-- MATERIAL PROVIDED follows --

PR #5119, opened 2024-06-27
Remove react-native-check-version

paullinator:
Fixes red error due to server outage

### CHANGELOG

- [x] Yes
- [ ] No

### Dependencies

 none

### Requirements

- [x] Tested on iOS device

---
  - https://app.asana.com/0/0/1207673266723881


peachbits (approved):
Seems like overkill when removing the showError would be enough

-- MATERIAL PROVIDED concluded --

• **EXERCISE PROMPT**
Your answer must be every record above, set down exactly as written.

• **RESPONSE**
PR #5119, opened 2024-06-27
Remove react-native-check-version

paullinator:
Fixes red error due to server outage

### CHANGELOG

- [x] Yes
- [ ] No

### Dependencies

 none

### Requirements

- [x] Tested on iOS device

---
  - https://app.asana.com/0/0/1207673266723881


peachbits (approved):
Seems like overkill when removing the showError would be enough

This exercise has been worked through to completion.